- **What needs to be done**: Go through the records and copy each line where the string "running" occurs.

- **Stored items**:
PR #1140, opened 2020-06-05
Enable running e2e test for Travis CI on other environments

nixpanic:

With these changes, it becomes possible to run `minikube` with the `kvm2` driver and attach additional disks to the VM. This allows using Rook 1.3 and newer to be used for e2e testing.

PR #1124 has been used in combination with these changes to test the functionality. Once this PR is merged #1124 can get merged as well.

Most of these changes are required for deploying minikube/rook on a CentOS host.


nixpanic:
@Yuggupta27 the mini-e2e tests will be much easier to run with these changes

Yuggupta27:
> /test ci/centos/mini-e2e

I'll make some changes and re-run the same.

Yuggupta27:
@nixpanic , currently the ci git repo is set as https://github.com/Yuggupta27/ceph-csi ; which has a modified version of some scripts. 
Either we can change the target or verify the files that we are running.

nixpanic:
This is currently rebased on top of #1212 which is expected to get merged first.

scripts/minikube.sh
```diff
@@ -5,7 +5,7 @@
 function wait_for_ssh() {
     local tries=100
     while ((tries > 0)); do
-        if minikube ssh echo connected &>/dev/null; then
+        if /usr/local/bin/minikube ssh echo connected &>/dev/null; then
```
Madhu-1, line 8: minikube won't be installed always in this path isn't it?

scripts/rook.sh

- **Completed exercise**:
Enable running e2e test for Travis CI on other environments
Either we can change the target or verify the files that we are running.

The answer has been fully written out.